Source records
PR #2288, opened 2023-10-04
Capitalize Mac OS overview page title.

blacklight447:
This makes the os overview section more uniform.


jonaharagon (changes requested):
Apple brand names are properly capitalized as shown on https://www.apple.com/legal/intellectual-property/trademark/appletmlist.html

jonaharagon:
Actually this makes it _less_ uniform, because it would no longer match "iOS" directly above it.

PR #365, opened 2017-11-23
Split AppVeyor build into 10 jobs

jayvdb:
The AppVeyor build running all tox environments in
a single job takes a long time to report any status,
and the log is difficult to load.


jayvdb:
It doesnt appear to be any slower; could even be quicker.

willkg:
I'll take a look at this tomorrow. Thank you!

Issue #370, opened 2017-11-28
Drop six 1.9 support


gsnedders:
The version of `pytest` on Travis's 3.6 environment seems to rely on `six>=1.10` so our `six==1.9` test config fails. See, e.g., https://travis-ci.org/html5lib/html5lib-python/jobs/308631931

Given 1.10 is now over two years old, I'd hope we can drop support for 1.9, and fix this by just bumping our min required version to 1.10.

gsnedders:
(see #301, #298 for the 1.9 requirement)

willkg:
I wonder if this isn't related to Travis, but rather that we don't specify which version of pytest to install and use:

https://github.com/html5lib/html5lib-python/blob/master/requirements-test.txt#L4

I forget if that file affects what gets installed, but can look into it in a couple of hours or tomorrow.

hugovk:
Whatever the cause, this is no longer happening, the 3.6 env is passing on Travis (and all of them: 2.7, 3.5-3.8, PyPy and PyPy3).

Latest master build:

* https://travis-ci.org/html5lib/html5lib-python/builds/655163448

Can this issue now be closed?

---

In case you do want to bump to six 1.10, here's a passing branch I can PR:

* https://travis-ci.org/hugovk/html5lib-python/builds/655374557

(And https://github.com/html5lib/html5lib-python/pull/429 and https://github.com/html5lib/html5lib-python/pull/441 will bump to latest pytest 5.)

ambv:
Currently html5lib works with six 1.9+, including the latest 1.16.0 (example: https://ci.appveyor.com/project/gsnedders/html5lib-python/builds/46378000/job/kfed1o7y9uw02q9i). We can close this.

PR #372, opened 2017-11-29
Pin pytest to a version that doesn't require six

willkg:
pytest 3.3.0 added `six>=1.10.0` as a requirement which messes us up. Either we should drop support for six 1.9 or we can land this which pins pytest to a slightly earlier version as a stopgap.

### DIFF
--- a/requirements-test.txt
+++ b/requirements-test.txt
@@ -1,6 +1,6 @@
 -r requirements.txt
 
 flake8<3.0
-pytest
+pytest==3.2.5
 pytest-expect>=1.1,<2.0
 mock


willkg:
Pretty sure this gets around the problem that prompted issue #370. Though we should do that as well at some point.

@gsnedders When Travis and AppVeyor are happy, can you review this?

willkg:
There's another PR that fixes `tox.ini` to use `requirements-test.txt`. I could pull that change into this one, but then that one will require more work to merge. I'm inclined to leave this as is and let that one fix `tox.ini`.

That's the root cause of the AppVeyor failure.

jayvdb:
Fyi, I'll be able to help in about 15 mins.

jayvdb:
I've rebased & fixed my PR (https://github.com/html5lib/html5lib-python/pull/364), and if you rebase this PR on top of mine, I think everything should be green.

willkg:
PR #364 pins pytest now. I'm going to close this PR out.

PR #385, opened 2017-12-04
Speed up CI

hugovk:
It's usually quicker to have the slower build jobs run first, that way the build isn't waiting as at the end for one or two slow ones to cmoplete.

Taking numbers from a master build, rounding to nearest minutes, gives something like this in theory for five parallel jobs:

```
xxx
xx
xxxx
xxx
xxx
  xxx
   xxxx
   xxx
   xxx
    xxx
     xx
      xx
      xx
       xx
       xxx
       xxx
        xxx
        xxx
         xxxxxxx
          xxxxxxxxx
          xxxxxxxxx
1234567890123456789
```

In reality:
* Ran for 26 min 43 sec
https://travis-ci.org/hugovk/html5lib-python/builds/310874897

Slowest first, using same numbers:
```
xxxxxxx
xxxxxxxxx
xxxxxxxxx
xxx
xxx
   xxx
   xx
     xx
      xxx
       xxx
       xx
         xx
         xxxx
         xxx
         xxx
          xxx
           xxx
            xxx
            xxx
             xx
             xxxx
12345678901234567
```

This PR build:
* Ran for 16 min 7 sec
https://travis-ci.org/hugovk/html5lib-python/builds/309593149


willkg:
I looked at the master builds for the last 10 rounds and the numbers are kind of all over the place and not consistent. So I'm not sure I see evidence that this will really improve the situation.

The specific change here is just reordering the environments which is benign, so I'm going to approve it and land it and we can see how future builds affect the hypothesis.

hugovk:
For reference, here's the last 10 passing master builds (685-711), latest first:

Ran for 20 min 45 sec
Ran for 26 min 58 sec
Ran for 22 min 12 sec
Ran for 24 min 32 sec
Ran for 17 min 33 sec
Ran for 19 min 5 sec
Ran for 23 min 14 sec
Ran for 16 min 15 sec
Ran for 17 min 58 sec
Ran for 14 min 58 sec

Issue #203, opened 2015-08-17
Update void elements


annevk:
https://github.com/html5lib/html5lib-python/blob/master/html5lib/constants.py#L487 is no longer accurate. Seems to miss `keygen`, `wbr`, `menuitem`.

And seems to have `event-source` which is no longer a thing.

jayaddison:
@willkg @gsnedders fyi - it looks like https://github.com/html5lib/html5lib-python/pull/395 can contribute to resolving this issue.

NB: The code block referenced in the issue description within `constants.py` is now viewable [here](https://github.com/html5lib/html5lib-python/blob/af19281fa28788830684b4c8fc6d0c588b092616/html5lib/constants.py#L559-L575).

ambv:
Looks like `menuitem` [is deprecated, and moreover not really void](https://developer.mozilla.org/en-US/docs/Web/HTML/Element/menuitem).

`keygen` [is also deprecated](https://developer.mozilla.org/en-US/docs/Web/HTML/Element/keygen).

So the only missing one is `wbr`.

I don't think it's worth adding `keygen` as it's already deprecated and was never used in html5lib. Moreover, I think we could rather uncontroversially remove `command` ([removed entirely from the spec in 2012](https://github.com/whatwg/html/commit/9e2e25f4ae90969a7c64e0763c98548a35b50af8)), and `event-source` ([renamed to `eventsource` in July 2008](https://github.com/whatwg/html/commit/d157945d0285b4463a04b57318da0c4b300a99e7) and [dropped entirely in February 2009](https://github.com/whatwg/html/commit/43cbdbfbb7eb74b0d65e0f4caab2020c0b2a16ff)).

PR #395, opened 2018-06-10
Support the <wbr> element

twm:
``<wbr>`` is an empty element which indicates a line break opportunity. The effect is similar to inserting a zero-width space, but superior because ``<wbr>`` does not affect the text of the selection (so when copied there aren't invisible characters in it).

``<wbr>`` is safe when sanitizing HTML.

Partially addresses #203.

https://html.spec.whatwg.org/#the-wbr-element


twm:
@gsnedders Is there anything blocking merge of this or #396 on my end?

PR #401, opened 2018-09-14
Remove unnecessary compatibility shim for BytesIO

jdufresne:
`io.BytesIO` is available on all supported Pythons. Can simplify by assuming the import will succeed.


jdufresne:
The AppVeyor failures are unrelated to this changed and are fixed in #397.

PR #404, opened 2018-10-11
Replace deprecated optparse with argparse

jdufresne:
https://docs.python.org/3/library/optparse.html

> Deprecated since version 3.2: The optparse module is deprecated and
> will not be developed further; development will continue with the
> argparse module.

### DIFF
--- a/parse.py
+++ b/parse.py
@@ -1,12 +1,11 @@
 #!/usr/bin/env python
-"""usage: %prog [options] filename
-
+"""
 Parse a document to a tree, with optional profiling
 """
 
+import argparse
 import sys
 import traceback
-from optparse import OptionParser
 
 from html5lib import html5parser
 from html5lib import treebuilders, serializer, treewalkers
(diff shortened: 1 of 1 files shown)


parse.py
```diff
@@ -152,91 +151,83 @@ def printOutput(parser, document, opts):
 
 
 def getOptParser():
```
hugovk: Is it worth renaming this to (for example) `getArgParser`, and have `getOptParser` call the new one with a deprecation warning?

jdufresne: I agree. I've named it `get_parser()` as I don't think the name needs to embed the implementation choice.

I didn't add a compatibility shim as I don't believe this is a public interface. But if I'm wrong and the project maintainers would like to see a shim here, please let me know and I'll ad it.

hugovk:
Merged into the fork here: https://github.com/html5lib-python/html5lib-python/pull/3

Issue #402, opened 2018-09-21
DeprecationWarning in collections import


tirkarthi:
Installing html5lib on CPython master generates the below warning. I think this was added as part of Python 3.7 and will be removed in the next version 3.8 which is under development. Just wanted to give a heads up on this.

```
/home/karthi/requests-html-env/lib/python3.8/site-packages/pip/_vendor/html5lib/_trie/_base.py:3: 
DeprecationWarning: Using or importing the ABCs from 'collections' instead of from 'collections.abc' is deprecated, and in 3.8 it will stop working
  from collections import Mapping
```

Relevant code : https://github.com/html5lib/html5lib-python/blob/950ea0ec60970ba1c88bd9e35d8d85c2a1f318e4/html5lib/_trie/_base.py#L3

Possible solution : https://github.com/pyparsing/pyparsing/pull/16

Thanks

rzuckerm:
When is this change going to be released? I'm still seeing this warning.

PR #408, opened 2018-12-22
Fix collections imports for Python 3.8

### LINKED ISSUE #405: Using or importing the ABCs from 'collections' instead of from 'collections.abc' is deprecated
It will stop working in Python 3.8.

labrys:
Using or importing the ABCs from 'collections' instead of from 'collections.abc' is deprecated

Fixes #405

### DIFF
--- a/html5lib/_tokenizer.py
+++ b/html5lib/_tokenizer.py
@@ -2,8 +2,6 @@ from __future__ import absolute_import, division, unicode_literals
 
 from six import unichr as chr
 
-from collections import deque
-
 from .constants import spaceCharacters
 from .constants import entities
 from .constants import asciiLetters, asciiUpper2Lower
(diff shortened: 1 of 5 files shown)


methane:
Could you make an release?
pip bundles html5lib which version is released on PyPI.

olf42:
Hey @gsnedders, as Python 3.8 is released, I guess it would be generally very much appreciated if you could make a releasing a version which includes this fix. Thank you very much!

eli-schwartz:
There is no fix here, this pull request makes no sense and was retracted by its author in response to this comment: https://github.com/html5lib/html5lib-python/issues/405#issuecomment-449598616

The actually relevant discussion was at #402 and #403, and #419 is already submitted asking for a new release.

olf42:
I already noticed, but thanks for pointing it out. I forgot to delete my useless comment. :/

### Work instructions
Looking at the data above, how many lines hold the string "master"? Reply with only the number.

### Expected answer
7